Things got worse when we headed to the menswear department. The Bf needed some new jeans, so we thought we would have a look while we were there. Now, neither of us has ever been mistaken for Gok Wan, and in fact our main criteria for fashion is "something that conceals the beer gut": but we still recoiled in horror at the lurid, garishly discoloured "clothing" on display in the menswear section. Even Mr Humphries would have called for his smelling salts when presented with the pink paisley shirts and skinny fit polo necks of the first floor. It was like a display of "why we have failed", underlined by the checkout woman gleefully telling a shopper that she would turn sixty in a week's time. We found ourselves fleeing to the street, happy to leave and find a new place to shop. Every other shopper in the store was over fifty - I was the only person who remembered Going Live in the entire building.

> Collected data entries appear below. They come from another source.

PR #687, opened 2026-07-14
Submit com.github.gylangsatria.clipstory v1.5.1

gylangsatria:
### Description
A lightweight clipboard history manager built for elementary OS using GTK and Granite. Automatically stores copied text and allows quick search, reuse, and management of clipboard items.

### Features
- Automatic clipboard monitoring (X11 & Wayland)
- Searchable clipboard history with pagination
- Pin/unpin important items
- Dark mode support
- Configurable history limit
- Double-click to copy
- Auto-start at login option

### Screenshots
Screenshot Dark
Screenshot Light

## Review Checklist

- [x] App opens
- [x] Does what it says
- [x] Categories match

### AppData
- [x] Matches description
- [x] Matches screenshot
- [x] OARS info matches

### Flatpak
- [x] Uses elementary runtime


applications/com.github.gylangsatria.clipboard-history.json
```diff
@@ -0,0 +1,5 @@
+{
+  "source": "https://github.com/gylangsatria/clipboard-history-elementaryos",
+  "commit": "16412a95622128bdf57389470a4d7f7d684861c3"
```
ryonakano:
```suggestion
  "commit": "16412a95622128bdf57389470a4d7f7d684861c3",
```

ryonakano:
The JSON file in your source code is not as the same as the one you submit into this repository.

https://github.com/gylangsatria/clipboard-history-elementaryos/blob/v1.4.5/com.github.gylangsatria.clipboard-history.json

It must be the Flatpak manifest but I don't think you need it anyways because you seem to already have the Flatpak manifest as the YAML format:

https://github.com/gylangsatria/clipboard-history-elementaryos/blob/v1.4.5/com.github.gylangsatria.clipboard-history.yml

ryonakano (changes requested):
I've just take a look at the Flatpak manifest, but leaving some changes requests and questions:

Changes requests:

- My previous comment at https://github.com/elementary/appcenter-reviews/pull/687#issuecomment-4997318202
- Please use `--socket=x11-fallback` instead of `--socket=x11` when you use `--socket=wayland`
  - https://github.com/gylangsatria/clipboard-history-elementaryos/blob/v1.4.5/com.github.gylangsatria.clipboard-history.yml#L9
- I think you can send notifications without `--talk-name=org.freedesktop.Notifications`
  - https://github.com/gylangsatria/clipboard-history-elementaryos/blob/v1.4.5/com.github.gylangsatria.clipboard-history.yml#L14

Questions:

- Is there any reason you didn't use the latest `8.x` version of the runtime?
  - https://github.com/gylangsatria/clipboard-history-elementaryos/blob/v1.4.5/com.github.gylangsatria.clipboard-history.yml#L3
- Is `--socket=session-bus` really needed? This means to request arbitrary access to the session bus, which is not acceptable
  - https://github.com/gylangsatria/clipboard-history-elementaryos/blob/v1.4.5/com.github.gylangsatria.clipboard-history.yml#L12
- What is `--talk-name=org.gtk.Settings` for?
  - https://github.com/gylangsatria/clipboard-history-elementaryos/blob/v1.4.5/com.github.gylangsatria.clipboard-history.yml#L16
- Is there any reason you use the external xdg data directory instead of under `~/.var/app/<app_id>` which can be accessible without any additional permission?
  - https://github.com/gylangsatria/clipboard-history-elementaryos/blob/v1.4.5/com.github.gylangsatria.clipboard-history.yml#L18

gylangsatria:
> The JSON file in your source code is not as the same as the one you submit into this repository.
> 
> https://github.com/gylangsatria/clipboard-history-elementaryos/blob/v1.4.5/com.github.gylangsatria.clipboard-history.json
> 
> It must be the Flatpak manifest but I don't think you need it anyways because you seem to already have the Flatpak manifest as the YAML format:
> 
> https://github.com/gylangsatria/clipboard-history-elementaryos/blob/v1.4.5/com.github.gylangsatria.clipboard-history.yml

The JSON file in my source code was initially created as a reference for the submission to this repository. I've already removed it from the source repo since it's not part of the application itself. The Flatpak manifest (.yml) is the correct one.

gylangsatria:
> I've just take a look at the Flatpak manifest, but leaving some changes requests and questions:
> 
> Changes requests:
> 
> * My previous comment at [#687 (comment)](https://github.com/elementary/appcenter-reviews/pull/687#issuecomment-4997318202)
> * Please use `--socket=x11-fallback` instead of `--socket=x11` when you use `--socket=wayland`
>   
>   * https://github.com/gylangsatria/clipboard-history-elementaryos/blob/v1.4.5/com.github.gylangsatria.clipboard-history.yml#L9
> * I think you can send notifications without `--talk-name=org.freedesktop.Notifications`
>   
>   * https://github.com/gylangsatria/clipboard-history-elementaryos/blob/v1.4.5/com.github.gylangsatria.clipboard-history.yml#L14
> 
> Questions:
> 
> * Is there any reason you didn't use the latest `8.x` version of the runtime?
>   
>   * https://github.com/gylangsatria/clipboard-history-elementaryos/blob/v1.4.5/com.github.gylangsatria.clipboard-history.yml#L3
> * Is `--socket=session-bus` really needed? This means to request arbitrary access to the session bus, which is not acceptable
>   
>   * https://github.com/gylangsatria/clipboard-history-elementaryos/blob/v1.4.5/com.github.gylangsatria.clipboard-history.yml#L12
> * What is `--talk-name=org.gtk.Settings` for?
>   
>   * https://github.com/gylangsatria/clipboard-history-elementaryos/blob/v1.4.5/com.github.gylangsatria.clipboard-history.yml#L16
> * Is there any reason you use the external xdg data directory instead of under `~/.var/app/<app_id>` which can be accessible without any additional permission?
>   
>   * https://github.com/gylangsatria/clipboard-history-elementaryos/blob/v1.4.5/com.github.gylangsatria.clipboard-history.yml#L18

## Review Responses

### 1. Why aren't you using runtime 8.x?

**Answer:**  
I initially used runtime 7 because it was the standard choice when I first set up the project. However, the application has now been updated to runtime 8. 

### 2. Is `--socket=session-bus` really necessary?

**Answer:**  
No. This permission grants access to the entire D-Bus session bus, which is much broader than what the application actually requires. The application only accesses the clipboard through `Gtk.Clipboard`, which relies on the windowing system (X11/Wayland), not the D-Bus session bus. Therefore, this permission was unnecessary and has been removed. 

### 3. What is `--talk-name=org.gtk.Settings` used for?

**Answer:**  
I originally believed this permission was required for dark mode support (`gtk_application_prefer_dark_theme`). However, GTK settings are handled internally by the application and do not require external D-Bus access. As a result, this permission was unnecessary and has been removed. 

### 4. Why use `--filesystem=xdg-data/clipboard-history` instead of the default Flatpak sandbox?

**Answer:**  
The application uses `Environment.get_user_data_dir()` in `clipboard-history.vala`. Inside a Flatpak sandbox, this function automatically resolves to `~/.var/app/com.github.gylangsatria.clipboard-history/data/`, meaning the application's data is already stored in its private Flatpak data directory without requiring any additional filesystem permissions. Therefore, the `--filesystem=xdg-data/clipboard-history` permission was unnecessary and has been removed. 

### 5. Why use `--socket=x11` instead of `x11-fallback`?

**Answer:**  
Since the application also requests `--socket=wayland`, the recommended configuration is to use `--socket=x11-fallback`. This ensures Wayland is used whenever available, while X11 is only enabled as a fallback for systems that do not support Wayland. The manifest has been updated accordingly. 

### 6. Is `--talk-name=org.freedesktop.Notifications` really necessary?

**Answer:**  
No. The application does not currently send desktop notifications, so this permission is not required. It has been removed from the manifest. 


Thank you for taking the time to thoroughly review my submission and provide detailed feedback. I genuinely appreciate your suggestions, as they helped identify unnecessary permissions and improve the application's adherence to Flatpak best practices.

ryonakano (changes requested):
I'm sorry for my late review. Leaving additional five changes requests, a recommendation, and a question.

Changes requests:

- Your application name `Clipboard History` is too generic. Consider renaming to a unique name, e.g. `ClipStory` (a simple coined word of clipboard and history).
  - https://docs.elementary.io/develop/appcenter/publishing-requirements#naming
- You shouldn't refer your application is for elementary OS because it is assumed that all apps submitted to AppCenter are designed for elementary OS
  - https://docs.elementary.io/develop/appcenter/publishing-requirements#metadata-requirements
- You should not use the `-elementaryos` suffix in your repository name `clipboard-history-elementaryos`
  - https://docs.elementary.io/develop/appcenter/publishing-requirements#naming
- I think `com.github.gylangsatria.clipboard-history-autostart.desktop` wouldn't work as expected
  - The correct way that supports Flatpak is to use Portals
  - See https://github.com/elementary/mail/pull/882/changes for example of how to do it (but note that `libportal` is already included in the elementary Flatpak runtime and you don't need to add it in your Flatpak manmifest
- Please make sure to create a new tag and update not only the `commit` tag but also the `version` tag in the JSON file of this branch when there are changes in your source code

Recommendations:

- Now that it is recommended to use `io.github` prefix instead of `com.github` because the latter is reserved for GitHub itself in Flathub and thus your app may not be accepted if you want to submit it there
  - https://docs.flathub.org/docs/for-app-authors/requirements#application-id
- The application icon in the about dialog is missing in my installation, even if I restart my system. I would recommend you to review if it's property set
Image

Questions:

- Is `Gtk.Window.set_wmclass()` necessary? You left a comment that some WM still requires it but which WM needs this for what?
  - https://github.com/gylangsatria/clipboard-history-elementaryos/blob/e41882d8e1c841a8e3379d329b39fe5721fa0c6c/src/window.vala#L36-L38

gylangsatria:
> I'm sorry for my late review. Leaving additional five changes requests, a recommendation, and a question.
> 
> Changes requests:
> 
>     * Your application name `Clipboard History` is too generic. Consider renaming to a unique name, e.g. `ClipStory` (a simple coined word of clipboard and history).
>       
>       * https://docs.elementary.io/develop/appcenter/publishing-requirements#naming
> 
>     * You shouldn't refer your application is for elementary OS because it is assumed that all apps submitted to AppCenter are designed for elementary OS
>       
>       * https://docs.elementary.io/develop/appcenter/publishing-requirements#metadata-requirements
> 
>     * You should not use the `-elementaryos` suffix in your repository name `clipboard-history-elementaryos`
>       
>       * https://docs.elementary.io/develop/appcenter/publishing-requirements#naming
> 
>     * I think `com.github.gylangsatria.clipboard-history-autostart.desktop` wouldn't work as expected
>       
>       * The correct way that supports Flatpak is to use Portals
>       * See https://github.com/elementary/mail/pull/882/changes for example of how to do it (but note that `libportal` is already included in the elementary Flatpak runtime and you don't need to add it in your Flatpak manmifest
> 
>     * Please make sure to create a new tag and update not only the `commit` tag but also the `version` tag in the JSON file of this branch when there are changes in your source code
> 
> 
> Recommendations:
> 
>     * Now that it is recommended to use `io.github` prefix instead of `com.github` because the latter is reserved for GitHub itself in Flathub and thus your app may not be accepted if you want to submit it there
>       
>       * https://docs.flathub.org/docs/for-app-authors/requirements#application-id
> 
>     * The application icon in the about dialog is missing in my installation, even if I restart my system. I would recommend you to review if it's property set
> 
> 
> Image
> 
> Questions:
> 
>     * Is `Gtk.Window.set_wmclass()` necessary? You left a comment that some WM still requires it but which WM needs this for what?
>       
>       * https://github.com/gylangsatria/clipboard-history-elementaryos/blob/e41882d8e1c841a8e3379d329b39fe5721fa0c6c/src/window.vala#L36-L38

Thank you for the thorough review! All change requests have been addressed.

First of all, thank you for suggesting the name ClipStory. It's a great name and I really appreciate it.

I've renamed the application to ClipStory, including all desktop files, metainfo, about dialog, and version labels. References to "for elementary OS" have been removed from descriptions and summaries as requested. I've also renamed the repository from clipboard-history-elementaryos to clipstory.

For autostart, I replaced the old .desktop file approach with Xdp.Portal.request_background() using xdg-desktop-portal. The libportal and libportal-gtk3 dependencies have been added to [meson.build](vscode-file://vscode-app/usr/share/code/resources/app/out/vs/code/electron-browser/workbench/workbench.html). The deprecated set_wmclass() has been removed since it's not needed and causes compiler warnings. I also fixed the About dialog icon by changing set_logo_icon_name("clipboard-history") to set_logo_icon_name("com.github.gylangsatria.clipboard-history").

Regarding the io.github prefix recommendation, I'll keep that in mind if I decide to submit to Flathub in the future. For now, I'll stick with com.github for AppCenter.

I've pushed all changes and created tag v1.5.0. The JSON file in this PR has been updated with the new commit SHA, version, and source URL.

Please take another look when you have time. Thanks!

applications/com.github.gylangsatria.clipboard-history.json
```diff
@@ -0,0 +1,5 @@
+{
+  "source": "https://github.com/gylangsatria/clipstory",
+  "commit": "024ebe36c9909bcafbd896352c84945edb1f063c",
+  "version": "1.5.0"
```
ryonakano:
```suggestion
  "commit": "910fc92785db8e04514e5942d5995ffe3c8b1764",
  "version": "v1.5.0"
```

As far as looking at https://github.com/gylangsatria/clipstory/commit/910fc92785db8e04514e5942d5995ffe3c8b1764 I think this is the correct SHA and tag.

ryonakano (changes requested):
Changes requests:

- In previous reviews I forgot to say that screenshots of your app should only include the app window itself, not the whole desktop
- Would you also rename your application id from `com.github.gylangsatria.clipboard-history` to `com.github.gylangsatria.clipstory`?
- `Clipboard History` remains in some places. Are they expected?
```
ryonakano@fedora-host:~/work/tmp/clipstory ((v1.5.0))$ shopt -s extglob
ryonakano@fedora-host:~/work/tmp/clipstory ((v1.5.0))$ git grep -n "Clipboard History" -- !(CHANGELOG.md)
README.md:81:  Clipboard History - Dev Tools
data/com.github.gylangsatria.clipboard-history.metainfo.xml:50:      <caption>Clipboard History in dark mode</caption>
data/com.github.gylangsatria.clipboard-history.metainfo.xml:54:      <caption>Clipboard History in light mode</caption>
deb-package/etc/xdg/autostart/com.github.gylangsatria.clipboard-history-autostart.desktop:2:Name=Clipboard History
Binary file deb-package/usr/bin/com.github.gylangsatria.clipboard-history matches
deb-package/usr/share/applications/com.github.gylangsatria.clipboard-history.desktop:2:Name=Clipboard History
dev-setup.sh:222:    echo "  Clipboard History - Dev Tools"
ryonakano@fedora-host:~/work/tmp/clipstory ((v1.5.0))$
```
- I think `data/com.github.gylangsatria.clipboard-history-autostart.desktop` can be deleted in favor of Portal
- Please make sure values of `commit` and `version` is correct (I commented below)

Future suggestions:

- In future releases, please add a new `<release>` tag with new description instead of modifying the old releases in the metainfo file
```diff
   <releases>
-    <release version="1.4.5" date="2026-07-14">
+    <release version="1.5.0" date="2026-07-20">
       <description>
         <p>AppCenter readiness: new Application ID, Flatpak manifest, AppStream metainfo, and file restructuring.</p>
       </description>
```

applications/com.github.gylangsatria.clipboard-history.json
gylangsatria: Thanks for the review. I've addressed all of the requested changes:

## 1. Screenshots
The screenshots have been updated to show only the application window (1126×848) instead of the entire desktop.

## 2. Application ID
The application ID has been renamed from `com.github.gylangsatria.clipboard-history` to `com.github.gylangsatria.clipstory` throughout the project, including:

- `.desktop`
- `.metainfo.xml`
- `.yml`
- Icons and assets
- `meson.build`
- `src/main.vala`
- `src/window.vala`
- `deb-package/`

## 3. "Clipboard History" References
All remaining references to "Clipboard History" have been replaced with "ClipStory", including:

- The menu title in `README.md`
- Screenshot captions in the AppStream metadata

## 4. Autostart Desktop File
The autostart desktop files have been removed:

- `data/com.github.gylangsatria.clipboard-history-autostart.desktop`
- `deb-package/etc/xdg/autostart/com.github.gylangsatria.clipboard-history-autostart.desktop`

`meson.build` has also been updated so these files are no longer installed, since the application now uses the Background Portal instead.

## 5. Commit and Version
These changes will be included in the upcoming **v1.5.1** release. I'll update the AppCenter submission with the new commit hash after pushing the changes.

## 6. Future Releases
Understood. Future AppStream updates will add new `<release>` entries instead of modifying existing ones.

Thanks again for taking the time to review my submission and for all the helpful feedback. I really appreciate it, and it has helped improve the project. If you notice anything else that should be changed, I'd be happy to update it.

ryonakano (changes requested):
Almost there, otherwise LGTM.

One changes request:

- Please make sure to add a `<release>` tag when you release a new version of the app
  - `<release>` tag of v1.5.1 is missing at the moment
  - https://github.com/gylangsatria/clipstory/blob/7c00e5e2f469c3d8e1039b28c5ed6dd98ae576eb/data/com.github.gylangsatria.clipstory.metainfo.xml#L59-L60

One suggestion:

- There is an small error in the metainfo file that the custom `Purism::form_factor` key is duplicated  
  ```
  user@elementary-8-daily:~/clipstory$ LANG=C.UTF-8 appstreamcli validate builddir/export/share/metainfo/com.github.gylangsatria.clipstory.metainfo.xml 
  E: com.github.gylangsatria.clipstory:105: custom-key-duplicated Purism::form_factor
  
  ✘ Validation failed: errors: 1
  user@elementary-8-daily:~/clipstory$
  ```
  - https://github.com/gylangsatria/clipstory/blob/7c00e5e2f469c3d8e1039b28c5ed6dd98ae576eb/data/com.github.gylangsatria.clipstory.metainfo.xml#L104-L105
  - Anyways you should use the official key name `<recommends>` and `<requires>` instead of the custom one
    - e.g. https://gitlab.gnome.org/GNOME/gnome-weather/-/merge_requests/159

gylangsatria:
> Almost there, otherwise LGTM.
> 
> One changes request:
> 
>     * Please make sure to add a `<release>` tag when you release a new version of the app
>       
>       * `<release>` tag of v1.5.1 is missing at the moment
>       * https://github.com/gylangsatria/clipstory/blob/7c00e5e2f469c3d8e1039b28c5ed6dd98ae576eb/data/com.github.gylangsatria.clipstory.metainfo.xml#L59-L60
> 
> 
> One suggestion:
> 
>     * There is an small error in the metainfo file that the custom `Purism::form_factor` key is duplicated
>       ```
>       user@elementary-8-daily:~/clipstory$ LANG=C.UTF-8 appstreamcli validate builddir/export/share/metainfo/com.github.gylangsatria.clipstory.metainfo.xml 
>       E: com.github.gylangsatria.clipstory:105: custom-key-duplicated Purism::form_factor
>       
>       ✘ Validation failed: errors: 1
>       user@elementary-8-daily:~/clipstory$
>       ```
>       
>       
>           
>             
>           
>       
>             
>           
>       
>           
>         
>       
>       * https://github.com/gylangsatria/clipstory/blob/7c00e5e2f469c3d8e1039b28c5ed6dd98ae576eb/data/com.github.gylangsatria.clipstory.metainfo.xml#L104-L105
>       * Anyways you should use the official key name `<recommends>` and `<requires>` instead of the custom one
>         
>         * e.g. https://gitlab.gnome.org/GNOME/gnome-weather/-/merge_requests/159

Thank you for the detailed review, both issues have been addressed in v1.5.1.

## 1. Release Tag v1.5.1
Added `<release version="1.5.1" date="2026-07-22">` to `com.github.gylangsatria.clipstory.metainfo.xml`

## 2. Purism::form_factor Duplicate
Removed the duplicate custom key, replaced with standard `<recommends>`:

```xml
<recommends>
  <id>org.freedesktop.formfactor.workstation</id>
  <id>org.freedesktop.formfactor.mobile</id>
</recommends>
```

ryonakano:
@gylangsatria Would you tell me the website(s) you referred when you made the following change?

I couldn't find any websites that says `org.freedesktop.formfactor.workstation` and `org.freedesktop.formfactor.mobile` as a valid values, including in [the freedesktop.org documentation](https://www.freedesktop.org/software/appstream/docs/chap-Metadata.html).

```xml
<recommends>
  <id>org.freedesktop.formfactor.workstation</id>
  <id>org.freedesktop.formfactor.mobile</id>
</recommends>
```

applications/com.github.gylangsatria.clipstory.json
```diff
@@ -0,0 +1,5 @@
+{
+  "source": "https://github.com/gylangsatria/clipstory",
+  "commit": "7c00e5e2f469c3d8e1039b28c5ed6dd98ae576eb",
+  "version": "v1.5.1"
```
ryonakano: `v1.5.1` does not include the latest change.

```
ryonakano@fedora-host:~/work/tmp/clipstory (main =)$ git log -2
commit 01f3d5e6c8a52609d917416d16c48bd6df83c0aa (HEAD -> main, origin/main, origin/HEAD)
Author: gylangsatria <gylangsatriayudha@gmail.com>
Date:   Wed Jul 22 20:28:50 2026 +0700

    metainfo: add release v1.5.1, replace duplicate Purism::form_factor with <recommends>

commit 7c00e5e2f469c3d8e1039b28c5ed6dd98ae576eb (tag: v1.5.1)
Author: gylangsatria <gylangsatriayudha@gmail.com>
Date:   Wed Jul 22 09:36:32 2026 +0700

    fix: apply AppCenter review feedback

    - Rename Application ID from com.github.gylangsatria.clipboard-history to com.github.gylangsatria.clipstory
    - Remove autostart desktop files (replaced by Portal)
    - Fix remaining 'Clipboard History' references to 'ClipStory'
    - Update screenshots to show app window only
    - Update captions in metainfo.xml
    - Update all file paths and references
ryonakano@fedora-host:~/work/tmp/clipstory (main =)$
```

ryonakano: @gylangsatria If you'd like to release this as v1.5.1, please delete the current tag and recreate it for `01f3d5e6c8a52609d917416d16c48bd6df83c0aa`.

gylangsatria: Sorry for the mistake. I've deleted the old tag and recreated it at `01f3d5e`. The PR should be correct now. Thanks for the review!

ryonakano:
@gylangsatria Would you answer my question at https://github.com/elementary/appcenter-reviews/pull/687#issuecomment-5047185294? Thanks!

gylangsatria:
> @gylangsatria Would you tell me the website(s) you referred when you made the following change?
> 
> I couldn't find any websites that says `org.freedesktop.formfactor.workstation` and `org.freedesktop.formfactor.mobile` as a valid values, including in [the freedesktop.org documentation](https://www.freedesktop.org/software/appstream/docs/chap-Metadata.html).
> 
> ```
> <recommends>
>   <id>org.freedesktop.formfactor.workstation</id>
>   <id>org.freedesktop.formfactor.mobile</id>
> </recommends>
> ```

I'm sorry for the late reply!

Thanks for the review and for the thoughtful question. 🙏

To be completely honest, **I couldn't find any official documentation** (including the freedesktop.org one you linked) that explicitly lists `org.freedesktop.formfactor.workstation` and `org.freedesktop.formfactor.mobile` as valid values.

So where did I get them from?

I took the approach from **existing implementations in other GNOME projects**, specifically:

1. **GNOME Weather Merge Request (!159)** — they replaced the deprecated `Purism::form_factor` with the exact same `<recommends>` block:
   - https://gitlab.gnome.org/GNOME/gnome-weather/-/merge_requests/159

2. **GNOME Discourse Discussion (2023)** — community discussion about migrating away from Purism custom keys:
   - https://discourse.gnome.org/t/appdata-custom-purism-tags/17544

The logic is:
- Purism originally used values "workstation" and "mobile" in their custom key
- When migrating to the standard `<recommends>` tag, the community converted those values to proper reverse-DNS IDs (`org.freedesktop.formfactor.workstation` and `org.freedesktop.formfactor.mobile`)
- This follows the same pattern as other well-known IDs like `org.freedesktop.Platform` or `org.freedesktop.Sdk`

I understand the concern about official documentation. This approach is based on **community consensus and existing practice**, not on explicit documentation. That's why I'm referencing GNOME's actual codebase as the source.

If you think we should use a different approach or if you have a better reference, I'm open to suggestions! 

The change does pass validation without errors:

```bash
$ appstreamcli validate data/com.github.gylangsatria.clipstory.metainfo.xml
Validation was successful: 0 errors, 0 warnings
```

ryonakano:
Thank you for your detailed reply.

> When migrating to the standard `<recommends>` tag, the community converted those values to proper reverse-DNS IDs (`org.freedesktop.formfactor.workstation` and `org.freedesktop.formfactor.mobile`)

This is the thing I'm concerning about that the code you fixed may not work as expected.

- The author of https://gitlab.gnome.org/GNOME/gnome-weather/-/merge_requests/159 did not fix in the same way; they used `<control>` and `<display_length>` tags instead of `<id>`
- [The freedesktop.org documentation](https://www.freedesktop.org/software/appstream/docs/chap-Metadata.html#tag-relations-id) says `<id>` is for representing a relation to another software component
  - On the other hand, `Purism::form_factor` is for flagging which type of devices the application supports, as per in [the blog post by Purism](https://puri.sm/posts/specify-form-factors-in-your-librem-5-apps/)

For these reasons, I think the replacement of deprecated `Purism::form_factor` is `<control>` (and `<display_length>`) tags instead of `<id>`. What do you think?

---

Actually, this is completely out of scope of AppCenter review and not a release blocking problem since the appstream warning is now gone as you mentioned (just out of concern that this may not work as expected) so I'll approve your submission as it is now if you want.

gylangsatria:
> Thank you for your detailed reply.
> 
> > When migrating to the standard `<recommends>` tag, the community converted those values to proper reverse-DNS IDs (`org.freedesktop.formfactor.workstation` and `org.freedesktop.formfactor.mobile`)
> 
> This is the thing I'm concerning about that the code you fixed may not work as expected.
> 
> * The author of https://gitlab.gnome.org/GNOME/gnome-weather/-/merge_requests/159 did not fix in the same way; they used `<control>` and `<display_length>` tags instead of `<id>`
> * [The freedesktop.org documentation](https://www.freedesktop.org/software/appstream/docs/chap-Metadata.html#tag-relations-id) says `<id>` is for representing a relation to another software component
>   
>   * On the other hand, `Purism::form_factor` is for flagging which type of devices the application supports, as per in [the blog post by Purism](https://puri.sm/posts/specify-form-factors-in-your-librem-5-apps/)
> 
> For these reasons, I think the replacement of deprecated `Purism::form_factor` is `<control>` (and `<display_length>`) tags instead of `<id>`. What do you think?
> 
> Actually, this is completely out of scope of AppCenter review and not a release blocking problem since the appstream warning is now gone as you mentioned (just out of concern that this may not work as expected) so I'll approve your submission as it is now if you want.

Thank you for the clarification and for the detailed explanation! You raise a very valid point, and I appreciate you digging into this.

After reading your comment and re-examining the references:

1. **GNOME Weather MR (!159)** — indeed uses `<control>` and `<display_length>`, not `<id>`. I initially referenced it as evidence of migrating away from `Purism::form_factor`, but I see now that the implementation approach is different.

2. **Your point about `<id>`** — you're absolutely right. The freedesktop.org documentation states that `<id>` is for representing a **relation to another software component**, not for declaring form factor support. And you're correct that the more appropriate replacement would be:

```xml
<control>
  <id>workstation</id>
  <display_length>...</display_length>
</control>
```
or something similar that properly maps to the form factor concept.


Honestly, I followed what I saw in other projects that made similar changes, but I may have misinterpreted the approach. The key thing is:

- The validation error (`custom-key-duplicated`) is now gone 
- The app should work regardless of this metadata tag 
- This is a metadata/declaration concern, not runtime behavior 

Since you mentioned this is not a release-blocking issue and the validation passes, I'd be happy to:

**Option 1:** Keep it as-is for now (since it's working and passes validation), and I can open a follow-up issue to research the proper `<control>` approach later.

**Option 2:** Investigate the `<control>` approach further and update it before merging.

Since you've kindly offered to approve as-is, I think **Option 1** makes sense to avoid delaying the release. I'll make sure to revisit this properly in a future PR.

Let me know if you prefer Option 2 instead — I'm happy to do either! 

Thank you again for the thoughtful review!

ryonakano:
> Since you've kindly offered to approve as-is, I think **Option 1** makes sense to avoid delaying the release. I'll make sure to revisit this properly in a future PR.

Yes, I'm fine with this option. I'll merge this PR if you're fine too.

> And you're correct that the more appropriate replacement would be:

I guess something like this would work:

```xml
  <supports>
    <control>pointing</control>
    <control>keyboard</control>
    <control>touch</control>
  </supports>

  <requires>
    <!-- taken from default_width of MainWindow -->
    <display_length side="shortest" compare="ge">420</display_length>
    <!-- taken from default_height of MainWindow -->
    <display_length side="longest" compare="ge">500</display_length>
  </requires>
```

FYI I'm doing the same thing in my app:

https://github.com/ryonakano/reco/blob/e51957694d54cd9cdaa77cd643f048bc097a4965/data/reco.metainfo.xml.in.in#L48-L59

and it works as expected like this in GNOME Software on a desktop PC:

image

and on a mobile phone (postmarketOS):

Screenshot from 2026-07-24 07:12:27

ryonakano (approved):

It made BHS look like a Voodou hair salon.
Lewis's, I'll miss you for what you were: a touchstone, a memory, an affectionate home for the citizens of Liverpool. I'll just ignore the reality.
There is, or was, a Lewis's in Manchester as well, occupying an extremely prime position on the corner of Piccadilly Gardens and Market Street. Not sure what it was like as a shop, for although I lived in M/c for 7 years I don't think I ever went in it.
There was a really odd sign up this evening at Central outside the closed Lewis's subway, saying something to the effect of "Merseyrail staff cannot help with enquiries about Lewis's"
I have this image of confused old ladies trying to get refunds on their £2 blouses from the MtoGo shop.
I bought my electric potato peeler (for ordinary potatoes, not for electric ones) from Lewis's. And a pair of curtains. Ten years passed between the two purchases.
I'm therefore surprised my patronage didn't help keep them afloat.